### [Instructions for the task]
Using the data that follows, return exactly the lines from the one that contains "travon-speller: Did it" through the one that contains "feat(renderer): modal block close event fix", ends included.

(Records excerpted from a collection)
Issue #934, opened 2025-04-21
Ability to display/parse multiple variables in a text or markdown block


kzsb03:
### Description 

Currently only one variable displays on the FE. If there are 2 it doesn't work and shows the bracket notation.

### Existing

Is there any relevant code or ui feature that the developer should know about when resolving this issue. 

### Requirements

What are more specific requirements that needs to take to consider this issue resolved.

- [ ]
- [ ]

Manikandan-Kanini:
Can variable names include spaces, such as "var one"?, Now we are able create with space.

PR #1027, opened 2025-05-02
#934 display or parse multiple variables in a text fixed

### LINKED ISSUE #1262: Update viz chart titles in block settings

### Description

Each visualization title within block settings contains the word "Echart" 

Ex: "Echart Bar Graph" "Echart Stack Chart" 

Image

We want to remove the word "Echart" from all chart titles in this block, so they just so "Bar Chart" and "Stack Chart" etc.  

Additionally, there are some blocks (Ex: Bar) where the blocks menu says "Bar Chart" but the block settings title says "Bar Graph".  We want to use the same title in both places, changing what is in block settings to match the blocks menu. 

### Relevant Feature or Code

_No response_

### Requirements (what)

- [x] Remove "echart" from title in block settings of each chart 
- [x] Make sure rest of title matches up with the title in the Blocks menu.  Ex: "Echart Bar Graph" should become "Bar Chart" to match what is in Blocks menu

Manikandan-Kanini:
## How to Test

2. Expected outcomes


johbaxter:
@Manikandan-Kanini please fix merge conflicts

Hanumant2828:
Hi @Manikandan-Kanini I have tested the above task and have observation related to task, could you please review it.
link - https://github.com/SEMOSS/semoss-ui/issues/1738
CC- @rameshpaulraj @Pranchaudhari

libs/renderer/src/store/state/state.store.ts
```diff
@@ -679,86 +679,86 @@ export class StateStore {
...
-
-					if (p.length === 0) {
-						return c.output;
-					} else {
-						const key = p[0];
-
-						if (key in c._exposed) {
-							// get the search path
-							const s = p.join(".");
+		cleaned = cleaned.replace(/{{|}}/g, "");
```
johbaxter: Not sure we should be doing this logic here.  There should be a function somewhere in code where we do this regex, not remembering off top of head.  useBlock?

Manikandan-Kanini: I removed the old logic and used flattenVariable in useBlock.

PR #1032, opened 2025-05-02
fix(client): swapping dataTestId to Id on Notifications

memisrose:
## Description
Warnings on Notifications data-testId's.

## Changes Made
Swapping data-testId to Id on the Snackbar component in the Notifications. Snackbar component does not allow the data-testId.

Adding data-testId across the client site to buttons and in the legacy app buttons regarding importing.

## How to Test

1. Save an app to trigger the Notification popup 
2. Inspect for the id
3. Inspect across the application for buttons and check for data-testIds


johbaxter:
@memisrose can you walk me through this later this week, if we can get @roxyramos on that call it would be great too, just assuming this. data-id stuff are things roxy is grabbing

johbaxter (approved):

PR #1047, opened 2025-05-06
733 input block test

Mezzet:
## Description
Added style tests for input block

## Changes Made
Added InputBlock test file

## How to Test

Create mock data in json format
Render block using custom renderer with mock data
Run tests

## Notes
Need to add onChange tests and input block size test failing due to it overflowing its parent container


johbaxter:
Whats the purpose of so many changed files?

Also why are we moving things around in the package.json.

I don't want to accept a PR for testing with additions to the package.json.  unless they are simply adding packages that are approved by Rose.

If there was an addition to the package.json lets make sure the diffs show just that. 

 If there are no additions we should not be commiting our lock file either.

Looking at other test prs they are generally isolated to just one test file added or changed not so much as this one as far as diffs

@memisrose and @Mezzet  please put this in draft until addressed

Mezzet:
Apologies, the previous push was the correct one. I will work on reverting my changes

memisrose (approved):

memisrose:
all tests passing
image

PR #1049, opened 2025-05-06
feat(renderer): add sync and async to block events

johbaxter:
## How to Test

2. Expected outcomes


johbaxter:
image

Migration function added to modify all events on blocks.  I changed the DS to track the executionType: 'sync' vs 'async'

Required me to change the types and also go through our default-menu to modify block events there.

Whats leftover:

**Modify block configs**
**Modify Template Apps**
**TEST TEST TEST**

PR #1053, opened 2025-05-06
Grid container updates

memisrose:
## Description
Updates and changes to the new grid container settings.

## Changes Made

- Updating margin and padding settings so the user can specify sides
- Adding several icons to the setting inputs to more accurately explain the input to the user
- Fixing bugs
- Removing display and align items settings from the position settings


johbaxter:
We will need a follow up ticket to iterate on this @ehynd 

- Padding setting is a little buggy
- Gap setting is a little buggy when doing anything other than percent, modify the function that determines the width for child els based on gap.
- Columns select show icon or images in menu items

PR #1087, opened 2025-05-09
793 update text field component

### LINKED ISSUE #793: Update the text field component to include "Text Field - Stacked"
### Description 

We are adding a variant or secondary option for the Text Field component that is to be specifically used when updating the drag and drop experience. This is not for regular use on other platform pages - the standard Text Field component should be used on all other pages.

This new option allows us to stack the label overtop the text input streamlining the legibility and usability of that component within the small sidebar.

Ex: Image

At the request of @neelneelneel we also made a variant where the Text Field - Label Above Input is preconfigured with the button group which is also to be used exclusively in the drag and drop experience.

Ex: 

Image

### Existing

Figma: [SEMOSS Design System with Usage Guidance](https://www.figma.com/design/kZwcxDBSMJbOcFaCin2xbd/SEMOSS-MUI-Core-v5.4.0?m=auto&node-id=6570-46740&t=oe7zw4z212K41lTz-1)

bannaarisamy-shanmugham-kanini:
## Description
Creating a new textfield component to have label above the text field and with few other design changes

## Changes Made
Created a new Textfield named TextFieldStack which will have a label above the textfield

## How to Test

Since this is for dev's development purpose, this will be closing used by dev while creating new settings section


libs/ui/src/components/TextFieldStack/TextFieldStack.tsx
```diff
@@ -0,0 +1,78 @@
...
+    SxProps,
+    InputLabel,
+    Typography,
+} from "@mui/material";
+import { InfoOutlined } from "@mui/icons-material";
+import styled from "@emotion/styled";
+
+export type TextFieldStackProps = MuiTextFieldProps & {
+    /** custom style object */
+    sx?: SxProps;
```
johbaxter, line 15: We should be adding a optional param for hint, to conditionally show the tooltip

libs/ui/src/components/TextFieldStack/TextFieldStack.tsx
```diff
@@ -0,0 +1,78 @@
...
+
+const StyledInputLabel = styled(InputLabel)(({}) => ({
+    display: "flex",
+    flexDirection: "row",
+    gap: "4px",
+    marginBottom: "8px",
+}));
+
+const StyledTypography = styled(Typography)(({}) => ({
+    color: "#666666",
```
johbaxter: Can we pull from our theme.ts

libs/ui/src/components/TextFieldStack/TextFieldStack.tsx
```diff
@@ -0,0 +1,78 @@
...
+        }
+    }, [componentId]);
+
+    return (
+        <>
+            <StyledInputLabel shrink={false} htmlFor={componentId}>
+                <StyledTypography variant="body2">
+                    {props.label ?? "Label"}
+                </StyledTypography>
+                <InfoOutlined fontSize="small" color="action" />
```
johbaxter: Utilize <Tooltip /> component based on added hint prop

Keep the Icon you use here but wrap it in <Tooltip /> ^

libs/ui/src/components/TextFieldStack/TextFieldStack.tsx
bannaarisamy-shanmugham-kanini: I have resolved this issue

libs/ui/src/components/TextFieldStack/TextFieldStack.tsx
bannaarisamy-shanmugham-kanini: I have resolved this issue

libs/ui/src/components/TextFieldStack/TextFieldStack.tsx
bannaarisamy-shanmugham-kanini: I have resolved this issue

libs/renderer/src/components/block-defaults/input-block/InputBlock.tsx
johbaxter, line 1: What are the reasons for the changes in this file?

bannaarisamy-shanmugham-kanini: I have made changes for doing few tweaks towards UI, since I considered Textfieldstack as a block and not as a component. Since Textfieldstack is a component, I reverted Inputblock to old code.

johbaxter:
We now have this as a component in our Library, we will need a dev ticket to update all spots that should be using this new component in our BlockSettings.

- [ ] Update Block Settings to utilize TextFieldStack

PR #2006, opened 2025-10-08
feat: add create agent modal and banner

travon-speller:
## Description

A new modal to create a workspace when the button on discover page is clicked.
## Changes Made

Created Modal to make a workspace 
## How to Test

2. Expected outcomes


packages/playground/src/components/agent/AgentModal.tsx
```diff
@@ -1,43 +1,444 @@
...
 	 */
 	const isCreatingNew = agentInfo === null;
 
+	const [isLoading, setIsLoading] = useState<boolean>(false);
+	const [selectedTools, setSelectedTools] = useState([]);
+	const [tools, setTools] = useState([]);
+
+	// pixel call to get all tools
+	const getApps = usePixel<(Engine | App)[]>(
+		`MyEngineProject (metaKeys = ["tag", "description"], metaFilters=[{"tag":["MCP"]}], type=["PROJECT", "STORAGE", "DATABASE", "FUNCTION"], filterWord=[""])`,
```
tevanburen, line 101: On this page we only want MCPs right? I think those are only projects

packages/playground/src/components/agent/AgentModal.tsx
```diff
@@ -1,43 +1,444 @@
...
+	useEffect(() => {
+		if (getApps.status !== "SUCCESS") {
+			setIsLoading(true);
+			return;
+		}
+
+		const tools = getApps.data.map((tool) => getTool(tool));
+		setTools(tools);
+		setIsLoading(false);
+	}, [getApps.status]);
```
tevanburen: i believe this should also watch for getApps.data

packages/playground/src/components/agent/AgentModal.tsx
```diff
@@ -1,43 +1,444 @@
...
+			AGENT_CONTEXT: "",
+			AGENT_TOOLS: null,
+		},
+	});
+
+	const watchAll = watch();
+
+	const isFormValid = useMemo(() => {
+		return !!getValues("AGENT_NAME");
+	}, [watchAll]);
```
tevanburen: I believe it would be better to leave this as a constant rather than memoizing

packages/playground/src/components/agent/AgentModal.tsx
```diff
@@ -1,43 +1,444 @@
...
+									);
+								}}
+							/>
+							<Controller
+								name={"AGENT_TOOLS"}
+								control={control}
+								rules={{}}
+								render={({ field }) => {
+									return (
+										<Select
```
tevanburen: If we use the Autocomplete component here we can make this field a lot more simple

packages/playground/src/components/agent/AgentModal.tsx
tevanburen, line 1: A couple small differences in spacing on the figma

https://www.figma.com/design/7c21rDM4S4xHQYILPRpusC/Playground?m=auto&node-id=4054-25620

packages/playground/src/stores/chat/chat.store.ts
```diff
@@ -263,6 +263,48 @@ export class ChatStore {
 		}
 	};
 
+	addWorkspace = async (data): Promise<string> => {
+		try {
+			const esc = (v: string) =>
```
tevanburen, line 268: You should be able to just JSON.stringify all of the strings to do the same thing, no?

packages/playground/src/components/agent/AgentModal.tsx
travon-speller: I just copied this exact call from the one we use in the settings when we open the add tool modal.

packages/playground/src/stores/chat/chat.store.ts
travon-speller: Did it this way based on the suggestion in the PR Suggestion by Codium since it was a medium security risk.

packages/playground/src/components/agent/AgentModal.tsx
travon-speller: updated

packages/playground/src/components/agent/AgentModal.tsx
travon-speller: updated. Was originally using the stacked Select like the mocks said but since thats deleted autocomplete has all the features i manually added. good catch

packages/playground/src/components/agent/AgentModal.tsx
travon-speller: updated

packages/playground/src/components/agent/AgentModal.tsx
travon-speller: updated

antgibson96 (approved):

PR #2011, opened 2025-10-09
feat(renderer): modal block close event fix

### LINKED ISSUE #1941: Modal block close icon and outside click close event is not working as expected

1. Add a modal block to the workspace
2. Attach a dynamic boolean variable to the modal open state
3. Add a button block to the workspace and attach a onClick event listener to it, to make the modal open by switching the same variable state.
4. Now in the interactive/end-user mode onClick of button block open the modal block
5. Now try to close the modal using the cross icon(close) or outside click the modal.
6. Retry to open the modal again.
7. Now you notice the modal block will not open as expected.

### Expected Result

Modal should open and close seamless on proper settings

### Actual Results

Modal is not opening on the second instance if it got close using the cross/outside click in the previous instance.

### Additional Context

_No response_

### Requirements or Tasks

_No response_

- [x] Yes

- [x] Yes

### LINKED ISSUE #1968: QA| Modal block close icon and outside click close event is not working as expected

### Feature

Issue 1:

Steps to reproduce:

1. Log in to AICore.
2. Navigate to the “Apps” section.
3. Create a new app.
4. Add a Modal Block to your app.
5. Do not configure the Modal Block  only change open Modal to true, leave default settings.
6. Go to the breadcrumb navigation menu.
7. Observe the behavior or outcome.

Actual result:- Modal block remains open, preventing access to edit screen and all background options.
Expected Result:- User can access the edit screen and background options as intended.

https://github.com/user-attachments/assets/60205f9c-af28-4d01-b57b-8c044ebdbedd

### Component / Function

_No response_

### Given

_No response_

### When

_No response_

### Then

_No response_

Paulson-Robert:
## Description
Couldn't able to close/navigate anywhere in the app if the modal if not configured properly

## Changes Made
Made the modal backdrop restrict only to the specific app

## How to Test
1. Add a modal block to the workspace
2. Save the app without configuring the modal block
3. Go to interactive mode of the app
4. Now you can notice that the modal is default open state and not able to close or navigate anywhere as the modal backdrop covers all the options.
5. Fix : Now the backdrop is set to the parent(app) container, so now we can access the top nav bar though the modal is in open state.

## Notes
https://github.com/SEMOSS/semoss-ui/issues/1941#issuecomment-3384311686


libs/renderer/src/components/block-defaults/modal-block/ModalBlock.tsx
```diff
@@ -235,14 +236,20 @@ export const ModalBlock: BlockComponent = observer(({ id }) => {
 				<MuiModal
 					open={shouldShowModal}
 					onClose={handleClose}
-					// TODO: Switch to parent page
-					container={() => document.getElementById("page-1")}
+					container={() => {
+						const elements = Array.from(document.querySelectorAll('[id="page-1"]'));
```
johbaxter, line 240: Hey can we fix this to go off of the active page, not off of `page-1`.

johbaxter (approved):
The modal on close is still tied to page-1, but will address later i guess

PR #2017, opened 2025-10-10
Keep workspaces in store

tevanburen:
## Description
- Store workspaces in the chat.store, rather than fetching them on every page that needs them

## Changes Made
- Misc styling fixes relating to Neel's latest branch
- Store agents in chat.store
- When calling for an agent, just grab from chat.store
- Fix in new room page, needed to make the init function async to catch errors correctly
- In chat.initialize, grab all the workspaces
- In room.store, add a function to call UpdateRoomOptions. call that when initializing a room
- When editing a room's configuration, on deletion and addition for tools, call updateRoomOptions
- Don't pass mcpToolID to ask, because it will be pulled dynamically from the roomOptions
- Rename "agent" to "workspace"
- Add getTools to chat.store
- Fix typing in WorkspaceModal

## Notes
- If a user loses access to a tool in a room, they will see issues


tevanburen:
Notes to Neel:
- room.store is set up so that the first runRoomPixel will create a new insight - so we don't need to worry about explicitly initializing new rooms, because their first call will set insightId
- I did make sure to combine the init pixels

antgibson96 (approved):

### [Answer for this exercise]
travon-speller: Did it this way based on the suggestion in the PR Suggestion by Codium since it was a medium security risk.

packages/playground/src/components/agent/AgentModal.tsx
travon-speller: updated

packages/playground/src/components/agent/AgentModal.tsx
travon-speller: updated. Was originally using the stacked Select like the mocks said but since thats deleted autocomplete has all the features i manually added. good catch

packages/playground/src/components/agent/AgentModal.tsx
travon-speller: updated

packages/playground/src/components/agent/AgentModal.tsx
travon-speller: updated

antgibson96 (approved):

PR #2011, opened 2025-10-09
feat(renderer): modal block close event fix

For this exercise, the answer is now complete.